PR #87, opened 2020-07-31
More on AsyncIterator / Iterable

balanza:
Continuing the work on #85,  I implemented the following:
* `filterAsyncIterator` can be used with both guards or simple boolean unary function (read [here](https://github.com/pagopa/io-functions-commons/pull/85#discussion_r463454936) the rationale) 
* ~`mapAsyncIterator` can map the return value, if requested.~. **REVERTED**

~About the latter, the point is that `AsyncIterator`'s definition is inconsistent in term of whether `value` is valued or not when `done=true`. We have to specify if we want the mapping function to be applied to the returned value, otherwise we might be faced an undefined value. So I added an optional `mapResult` flag to enable this feature. I chose to have it disabled by default, as it's how our models' implementation will expect to be used.~


src/utils/async.ts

====

= What to produce =
Restate the listing word for word, but only from its first line through the line with "Continuing the work", keeping both end lines.

= Written solution =
PR #87, opened 2020-07-31
More on AsyncIterator / Iterable

balanza:
Continuing the work on #85,  I implemented the following:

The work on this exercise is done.